当我尝试训练一个 batch_size 大于 1 的代理时,它给了我一个例外。我的问题在哪里?
lr = 1e-3
window_length = 1
emb_size = 10
look_back = 6
# "Expert" (regular dqn) model architecture
inp = Input(shape=(look_back,))
emb = Embedding(input_dim=env.action_space.n+1, output_dim = emb_size)(inp)
rnn = Bidirectional(LSTM(5))(emb)
out = Dense(env.action_space.n, activation='softmax')(rnn)
expert_model = Model(inputs = inp, outputs = out)
expert_model.compile(loss='categorical_crossentropy', optimizer= Adam(lr))
print(expert_model.summary())
# memory
memory = PrioritizedMemory(limit=1000000, window_length=window_length)
# policy
policy = BoltzmannQPolicy()
# agent
dqn = DQNAgent(model=expert_model, nb_actions=env.action_space.n, policy=policy, memory=memory,
enable_double_dqn=False, enable_dueling_network=False, gamma=.9, batch_size = 100, #Here
target_model_update=1e-2, processor = RecoProcessor())

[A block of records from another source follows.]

PR #21, opened 2023-06-22
ModuleFactory

Atticus1806:
As discussed today moved out of #8

### DIFF
--- a/i6_models/config.py
+++ b/i6_models/config.py
@@ -66,7 +66,7 @@ class ModuleFactoryV1(Generic[ConfigType, ModuleType]):
     Also provides a function to construct the corresponding object through this dataclass
     """
 
-    module_class: Callable[[ConfigType], ModuleType]
+    module_class: Type[ModuleType]
     cfg: ConfigType
 
     def __call__(self) -> ModuleType:
--- a/i6_models/config.py
+++ b/i6_models/config.py
@@ -19,7 +19,7 @@ from dataclasses import dataclass, fields
 import typeguard
 from torch import nn
 from typing import Generic, TypeVar, Type
-from inspect import signature
+import inspect
 
 
 @dataclass
--- a/i6_models/config.py
+++ b/i6_models/config.py
@@ -17,6 +17,8 @@ Similar approach as done in Fairseq: https://github.com/facebookresearch/fairseq
 from __future__ import annotations
 from dataclasses import dataclass, fields
 import typeguard
+from torch import nn
+from typing import TypeVar, Type
 
 
 @dataclass
@@ -51,3 +53,22 @@ class ModelConfiguration:
 
     def __post_init__(self) -> None:
         self._validate_types()
+
+
+ConfigType = TypeVar("ConfigType", bound=ModelConfiguration)
+ModuleType = TypeVar("ModuleType", bound=nn.Module)
+
+
+@dataclass
+class SubassemblyFactory:
+    """
+    Dataclass for a combination of a Subassembly/Part and the corresponding configuration.
+    Also provides a function to construct the corresponding object through this dataclass
+    """
+
+    module_class: Type[ModuleType]
+    cfg: ConfigType
+
+    def construct(self) -> ModuleType:
+        """Constructs an instance of the given module class"""
+        return self.module_class(self.cfg)
--- a/i6_models/config.py
+++ b/i6_models/config.py
@@ -69,6 +69,6 @@ class SubassemblyFactory:
     module_class: Type[ModuleType]
     cfg: ConfigType
 
-    def construct(self) -> ModuleType:
+    def __call__(self) -> ModuleType:
         """Constructs an instance of the given module class"""
         return self.module_class(self.cfg)
--- a/i6_models/config.py
+++ b/i6_models/config.py
@@ -60,7 +60,7 @@ ModuleType = TypeVar("ModuleType", bound=nn.Module)
 
 
 @dataclass
-class SubassemblyFactory(Generic[ConfigType, ModuleType]):
+class ModuleFactory(Generic[ConfigType, ModuleType]):
     """
     Dataclass for a combination of a Subassembly/Part and the corresponding configuration.
     Also provides a function to construct the corresponding object through this dataclass
--- a/i6_models/config.py
+++ b/i6_models/config.py
@@ -66,7 +66,7 @@ class SubassemblyFactory(Generic[ConfigType, ModuleType]):
     Also provides a function to construct the corresponding object through this dataclass
     """
 
-    module_class: Type[ModuleType]
+    module_class: Callable[[ConfigType], ModuleType]
     cfg: ConfigType
 
     def __call__(self) -> ModuleType:
--- a/i6_models/config.py
+++ b/i6_models/config.py
@@ -60,7 +60,7 @@ ModuleType = TypeVar("ModuleType", bound=nn.Module)
 
 
 @dataclass
-class ModuleFactory(Generic[ConfigType, ModuleType]):
+class ModuleFactoryV1(Generic[ConfigType, ModuleType]):
     """
     Dataclass for a combination of a Subassembly/Part and the corresponding configuration.
     Also provides a function to construct the corresponding object through this dataclass
--- a/i6_models/config.py
+++ b/i6_models/config.py
@@ -60,7 +60,7 @@ ModuleType = TypeVar("ModuleType", bound=nn.Module)
 
 
 @dataclass
-class SubassemblyFactory:
+class SubassemblyFactory(Generic[ConfigType, ModuleType]):
     """
     Dataclass for a combination of a Subassembly/Part and the corresponding configuration.
     Also provides a function to construct the corresponding object through this dataclass
--- a/i6_models/config.py
+++ b/i6_models/config.py
@@ -75,4 +75,7 @@ class ModuleFactoryV1(Generic[ConfigType, ModuleType]):
         return self.module_class(self.cfg)
 
     def __post_init__(self) -> None:
-        assert signature(self.module_class).parameters["cfg"].annotation == type(self.cfg)
+        parameters = signature(self.module_class).parameters.values()
+        assert len(parameters) == 1
+        cfg_parameter = next(iter(parameters))
+        typeguard.check_type(self.cfg, cfg_parameter.annotation)
--- a/i6_models/config.py
+++ b/i6_models/config.py
@@ -75,7 +75,16 @@ class ModuleFactoryV1(Generic[ConfigType, ModuleType]):
         return self.module_class(self.cfg)
 
     def __post_init__(self) -> None:
-        parameters = signature(self.module_class).parameters.values()
-        assert len(parameters) == 1
-        cfg_parameter = next(iter(parameters))
-        typeguard.check_type(self.cfg, cfg_parameter.annotation)
+        # Check typing of module_class and cfg, i.e. make sure that "self.module_class(self.cfg)" is a valid call.
+        parameters = inspect.signature(self.module_class).parameters.values()
+        assert len(parameters) >= 1
+        parameter_iter = iter(parameters)
+
+        # 1. Check that the first parameter is either not annotated or the annotation matches the type of self.cfg
+        cfg_parameter = next(parameter_iter)
+        if cfg_parameter.annotation is not inspect.Parameter.empty:
+            typeguard.check_type(self.cfg, cfg_parameter.annotation)
+            
+        # 2. Check that all other parameters have default values
+        for parameter in parameter_iter:
+            assert parameter.default is not inspect.Parameter.empty
--- a/i6_models/config.py
+++ b/i6_models/config.py
@@ -18,7 +18,7 @@ from __future__ import annotations
 from dataclasses import dataclass, fields
 import typeguard
 from torch import nn
-from typing import TypeVar, Type
+from typing import Callable, Generic, TypeVar
 
 
 @dataclass
--- a/i6_models/config.py
+++ b/i6_models/config.py
@@ -84,7 +84,7 @@ class ModuleFactoryV1(Generic[ConfigType, ModuleType]):
         cfg_parameter = next(parameter_iter)
         if cfg_parameter.annotation is not inspect.Parameter.empty:
             typeguard.check_type(self.cfg, cfg_parameter.annotation)
-            
+
         # 2. Check that all other parameters have default values
         for parameter in parameter_iter:
             assert parameter.default is not inspect.Parameter.empty
--- a/i6_models/config.py
+++ b/i6_models/config.py
@@ -18,7 +18,8 @@ from __future__ import annotations
 from dataclasses import dataclass, fields
 import typeguard
 from torch import nn
-from typing import Callable, Generic, TypeVar
+from typing import Generic, TypeVar, Type
+from inspect import signature
 
 
 @dataclass
@@ -72,3 +73,6 @@ class ModuleFactoryV1(Generic[ConfigType, ModuleType]):
     def __call__(self) -> ModuleType:
         """Constructs an instance of the given module class"""
         return self.module_class(self.cfg)
+
+    def __post_init__(self) -> None:
+        assert signature(self.module_class).parameters["cfg"].annotation == type(self.cfg)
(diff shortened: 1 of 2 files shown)


i6_models/config.py
```diff
@@ -17,6 +17,8 @@ class ExampleModule(Module):
 from __future__ import annotations
 from dataclasses import dataclass, fields
 import typeguard
+from torch import nn
+from typing import TypeVar, Type
```
SimBe195, line 21:
```suggestion
from typing import Callable, Generic, TypeVar
```

i6_models/config.py
```diff
@@ -51,3 +53,22 @@ def _validate_types(self) -> None:
...
     def __post_init__(self) -> None:
         self._validate_types()
+
+
+ConfigType = TypeVar("ConfigType", bound=ModelConfiguration)
+ModuleType = TypeVar("ModuleType", bound=nn.Module)
+
+
+@dataclass
+class SubassemblyFactory:
```
SimBe195, line 63:
```suggestion
class SubassemblyFactory(Generic[ConfigType, ModuleType]):
```

i6_models/config.py
```diff
@@ -51,3 +53,22 @@ def _validate_types(self) -> None:
...
+    """
+    Dataclass for a combination of a Subassembly/Part and the corresponding configuration.
+    Also provides a function to construct the corresponding object through this dataclass
+    """
+
+    module_class: Type[ModuleType]
```
SimBe195, line 69:
```suggestion
    module_class: Callable[[ConfigType], ModuleType]
```

SimBe195 (changes requested):

i6_models/config.py
Atticus1806: I am not sure about this. I thought `Type` was meant for class objects.

i6_models/config.py
Atticus1806: We can add this, but I have to admit even after reading up on it I dont fully understand the benefits over just having the parameters typed. Also is the order within the generic relevant? Then the types would need to be swapped right?

i6_models/config.py
SimBe195: Yes but each class is also a callable due to its constructor. This typehint ensures that the constructor takes a single parameter of type `ConfigType` so that calling `self.module_class(self.cfg)` is valid.

i6_models/config.py
SimBe195: If you want to use generic types inside a class you usually declare it as a `Generic` depending on these generic types. Having this "connects" the generic types used inside. For example `ModuleType` used in `module_class` is the same as the `ModuleType` returned by the `__call__` function. So for example if you set `module_class = ConformerEncoderV1` somewhere type checkers will know that the `__call__` method will return a `ConformerEncoderV1` instance.

> Also is the order within the generic relevant?

No, I don't believe the order is relevant.

michelwi: After reading a bit myself, I think the advantage is that we could specify which sort of subassemblies we would like to allow. e.g.

```
# define a metaclass for Norms
@dataclass
class NormAssemblyConfiguration(ModelConfiguration):
  pass

class NormAssembly(torch.nn.Module):
  pass

# define some norms
@dataclass
class BatchNormAssemblyConfiguration(NormAssemblyConfiguration):
  pass

class BatchNormAssembly(NormAssembly):
  pass

@dataclass
class LayerNormAssemblyConfiguration(NormAssemblyConfiguration):
  pass

class LayerNormAssembly(NormAssembly):
  pass

# some non norm related Assembly
class UnrelatedAssemblyConfiguration(ModelConfiguration):
  pass

class UnrelatedAssembly(torch.nn.Module):
  pass

# define a custom AssemblyConfig, that should accept any norm, but only norms
@dataclass
class MyAssemblyConfig(ModelConfiguration):
   norm: SubassemblyFactory[NormAssemblyConfiguration, NormAssembly]

# test the new config class
c1 = MyAssemblyConfig(
    norm=SubassemblyFactory(
        module_class=BatchNormAssembly,
        cfg=BatchNormAssemblyConfiguration()
    )
)  # correct typing

c2 = MyAssemblyConfig(
    norm=SubassemblyFactory(
        module_class=UnrelatedAssembly,
        cfg=UnrelatedAssemblyConfiguration()
    )
)  # valid python, but should give typing error
```
see my test here
image


> Also is the order within the generic relevant?

you should match the order when typing your own configs. In the example above
```
norm: SubassemblyFactory[NormAssemblyConfiguration, NormAssembly]  # same order
norm: SubassemblyFactory[NormAssembly, NormAssemblyConfiguration]  # wrong order
```

> Then the types would need to be swapped right?

this is a matter of taste. I would agree, but there is no technical reason the order here should match the order of arguments in the SubassemblyFactory

michelwi: > If you want to use generic types inside a class you usually declare it as a Generic depending on these generic types. Having this "connects" the generic types used inside. 

I thought the fact that `ModuleType` is a `TypeVar` already did this, but apparently not.
image
(Type variable "ModuleType" has no meaning in this context)

However, if you move away from dataclasses, then you do not need to make the class a Generic to use TypeVars to enforce consistency:
image
("LayerNormAssemblyConfiguration" is incompatible with "BatchNormAssemblyConfiguration")

SimBe195: > However, if you move away from dataclasses, then you do not need to make the class a Generic to use TypeVars to enforce consistency

This example doesn't work however when you add `def __call__(self) -> ModuleType:` because the system doesn't know that the `ModuleType` from `__init__` is the same `ModuleType` as in `__call__` if you don't inherit from `Generic`.

michelwi: > This example doesn't work however when  [...]

Indeed it does not. 😅 
Thanks for the clarification and counterexample.

SimBe195 (approved):

michelwi (approved):

i6_models/config.py
```diff
@@ -51,3 +53,22 @@ def _validate_types(self) -> None:
...
+
+
+@dataclass
+class SubassemblyFactory(Generic[ConfigType, ModuleType]):
+    """
+    Dataclass for a combination of a Subassembly/Part and the corresponding configuration.
+    Also provides a function to construct the corresponding object through this dataclass
+    """
+
+    module_class: Callable[[ConfigType], ModuleType]
```
albertz, line 69: I think this should be:
```suggestion
    module_class: Type[ModuleType]
```
You want to be able to have code like:
```python
assert isinstance(obj, opt.module_class)
```
So it would be good to have that guarantee that this `module_class` is really the class, and not any random callable.

i6_models/config.py
```diff
@@ -51,3 +53,22 @@ def _validate_types(self) -> None:
...
     def __post_init__(self) -> None:
         self._validate_types()
+
+
+ConfigType = TypeVar("ConfigType", bound=ModelConfiguration)
+ModuleType = TypeVar("ModuleType", bound=nn.Module)
+
+
+@dataclass
+class SubassemblyFactory(Generic[ConfigType, ModuleType]):
```
albertz, line 63: Should this be versionized?
```suggestion
class SubassemblyFactoryV1(Generic[ConfigType, ModuleType]):
```

albertz, line 63: I don't like the name so much. This is not really just for subassemblies. This can (and probably will) be used for any of our modules which have this generic interface where `__init__` accepts the config object.
```suggestion
class ModuleFactoryV1(Generic[ConfigType, ModuleType]):
```
?

i6_models/config.py
albertz: Btw, to make type hinting happy about this, you might need to adapt the `ModuleType` definition, do define it in a way that says that its `__init__` is in this way.

Atticus1806: @SimBe195

i6_models/config.py
Atticus1806: I dont think so. This is no part/assembly/primitive

albertz: So only parts/assemblies/primitives should be versionized, and everything else not? Why this inconsistency?

Atticus1806: I don't have a strong opinion on this, but I think we don't expect this module to change, since its quite basic.

i6_models/config.py
SimBe195: > Btw, to make type hinting happy about this, you might need to adapt the ModuleType definition, do define it in a way that says that its __init__ is in this way.

And how would this work? Maybe by introducing a new protocol class? @albertz

albertz: I haven't really tried it but I assume so.

Where exactly does it fail anyway? We could also just ignore the type checking for that line where it fails.

I don't think we should define a wrong type here just to make type checking happy. We should define the correct type, and fix the type checking, or disable type checking where it does not work.

Before disabling type checking for that line, I would first try to define the type in the correct way though.

Atticus1806: So I just tested in my PyCharm and `Callable[[ModelConfiguration], ModuleType]` causes 
```
class Test(nn.Module):
    def __init__(self, cfg: TestConfig):
        super().__init__()
        self.x = nn.Linear(cfg.param, cfg.param)
```
to not be recognized as matching type while `Type[ModuleType]`.
When constructing in both cases I did not get a typeguard error.

SimBe195: I currently do not see a way to give typehints for how we expect the `__init__` of a class to look like. But maybe what we could do is at least to put an assertion into `__post_init__` that checks that the signature of `self.module_class.__init__` is correct.

SimBe195: > and Callable[[ModelConfiguration], ModuleType] causes [...] to not be recognized as matching type

It should be `Callable[[ConfigType], ModuleType]`. But anyway I believe `Type[ModuleType]` + a runtime assertion is preferable.

albertz: > So I just tested in my PyCharm and `Callable[[ModelConfiguration], ModuleType]` ...

But my suggestion was to actually not use this and use `Type[ModuleType]` instead? I'm a bit confused now.

> to not be recognized as matching type while `Type[ModuleType]`.

I think there is a typo? I'm not sure I understand the sentence correctly.

---

> It should be `Callable[[ConfigType], ModuleType]`.

No I think it really should be `Type[ModuleType]`. That is what we expect here.

> But anyway I believe `Type[ModuleType]` + a runtime assertion is preferable.

What runtime assertion do you mean? The code I posted was just for demonstration, which would require that it is `Type[ModuleType]`, not `Callable[[ConfigType], ModuleType]`. It was just an example to demonstrate why `Type[ModuleType]` is the correct thing here. 

---



> > Btw, to make type hinting happy about this, you might need to adapt the ModuleType definition, do define it in a way that says that its **init** is in this way.
> 
> And how would this work? Maybe by introducing a new protocol class? @albertz

Actually I tried this code now and I don't see any warning? As I asked before, where exactly do you get a warning when you use `Type[ModuleType]`? I don't see this. I tried with [this code](https://github.com/albertz/playground/blob/master/module_init_typing.py) and I don't see any warnings.

SimBe195: > But my suggestion was to actually not use this and use Type[ModuleType] instead? I'm a bit confused now.

There are basically two approaches:

1. `module_class: Callable[[ConfigType], ModuleType]` which I suggested initially to type-hint the constructor correctly but this has the disadvantage that you can't use things like `isinstance(obj, opt.module_class)` like you said.
2. `module_class: Type[ModuleType]` which is more how we want it but gives no typehints for the constructor, so calling `self.module_class(self.cfg)` may raise a type warning. @Atticus1806  just wanted to test both options in PyCharm.

> No I think it really should be Type[ModuleType]. That is what we expect here.

Yes I agree but only if it's still checked that the constructor of the given `module_class` has the right signature. This way it will already raise an error in sisyphus when you create a `ModelConfiguration` and not only later in the training job.

> What runtime assertion do you mean?

An assertion in `__post_init__` that checks the signature of `module_class.__init__` as I wrote in my [previous message](https://github.com/rwth-i6/i6_models/pull/21#discussion_r1242084866).

> Actually I tried this code now and I don't see any warning? As I asked before, where exactly do you get a warning when you use Type[ModuleType]? I don't see this. I tried with [this code](https://github.com/albertz/playground/blob/master/module_init_typing.py) and I don't see any warnings.

In VSCode (Pylance) do get a warning:

Atticus1806:
@SimBe195  @albertz  is this fine for you? Added a test and the assertion check that the type matches.

i6_models/config.py
```diff
@@ -51,3 +54,25 @@ def _validate_types(self) -> None:
...
+
+    module_class: Type[ModuleType]
+    cfg: ConfigType
+
+    def __call__(self) -> ModuleType:
+        """Constructs an instance of the given module class"""
+        return self.module_class(self.cfg)
+
+    def __post_init__(self) -> None:
+        assert signature(self.module_class).parameters["cfg"].annotation == type(self.cfg)
```
SimBe195, line 78: We shouldn't force the parameter to be called "cfg". Rather check that there is a single parameter and check the type of that one.
```suggestion
        parameters = signature(self.module_class).parameters.values()
        assert len(parameters) == 1
        cfg_parameter = next(iter(parameters))
        assert typeguard.check_type(self.cfg, cfg_parameter.annotation)
```

SimBe195 (approved):

i6_models/config.py
```diff
@@ -51,3 +54,28 @@ def _validate_types(self) -> None:
...
+
+    def __call__(self) -> ModuleType:
+        """Constructs an instance of the given module class"""
+        return self.module_class(self.cfg)
+
+    def __post_init__(self) -> None:
+        parameters = signature(self.module_class).parameters.values()
+        assert len(parameters) == 1
+        cfg_parameter = next(iter(parameters))
+        typeguard.check_type(self.cfg, cfg_parameter.annotation)
```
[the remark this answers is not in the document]
Atticus1806: Can you give an example where this "fails"?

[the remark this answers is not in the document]
albertz: I think in general using `signature` is not totally reliable and it is mostly intended to be used for inspection and debugging.

My examples were just examples. I can imagine there are more cases.

I just don't think such code is really necessary. I would keep it simple. But if you really want to have it, then keep it.

However, I think better than such a check would be to fix the typing, as I said before. Then PyCharm and other tools could also print you warnings.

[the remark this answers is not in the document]
albertz: I don't know. I haven't really tried.

I just asked the [question on StackOverflow](https://stackoverflow.com/questions/76572323/combine-protocol-with-base-class-requirement-type-intersection). If we don't get a good answer there, the [official `typing` package on GitHub](https://github.com/python/typing) might be another good place to ask, or the [official `mypy` package on GitHub](https://github.com/python/mypy).

i6_models/config.py
```diff
@@ -17,6 +17,9 @@ class ExampleModule(Module):
 from __future__ import annotations
 from dataclasses import dataclass, fields
 import typeguard
+from torch import nn
+from typing import Generic, TypeVar, Type
+from inspect import signature
```
SimBe195, line 22:
```suggestion
import inspect
```

i6_models/config.py
SimBe195, line 81: Result of offline discussion: Solving the issue via type-hinting seems to be either not possible or overly complicated. Instead have a more sophisticated type-check here that should cover all cases of how `module_class` can be defined.
```suggestion
        # Check typing of module_class and cfg, i.e. make sure that "self.module_class(self.cfg)" is a valid call.
        parameters = inspect.signature(self.module_class).parameters.values()
        assert len(parameters) >= 1
        parameter_iter = iter(parameters)

        # 1. Check that the first parameter is either not annotated or the annotation matches the type of self.cfg
        cfg_parameter = next(parameter_iter)
        if cfg_parameter.annotation is not inspect.Parameter.empty:
            typeguard.check_type(self.cfg, cfg_parameter.annotation)
            
        # 2. Check that all other parameters have default values
        for parameter in parameter_iter:
            assert parameter.default is not inspect.Parameter.empty
```

SimBe195 (changes requested):

SimBe195 (approved):

i6_models/config.py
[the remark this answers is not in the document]
SimBe195: Yes we decided that we want this check so that any error is detected early on. The check has been made a bit more general now so that all (or at least most) use-cases should be covered. If this breaks for some specific module class later we can adjust the check.

albertz (approved):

我直接从 keras-rl 的代码打印一些值,它给了我这个输出:
State[array([0., 0., 0., 0., 0., 0.])]
Batch: [[[0. 0. 0. 0. 0. 0.]]]
但也有这个例外:
ValueError: Error when checking input: expected input_1 to have 2 dimensions, but got array with shape (1, 1, 6)
我可以把处理器类的代码放上来,我认为这就是关键,但首先我要确保这里没有任何问题。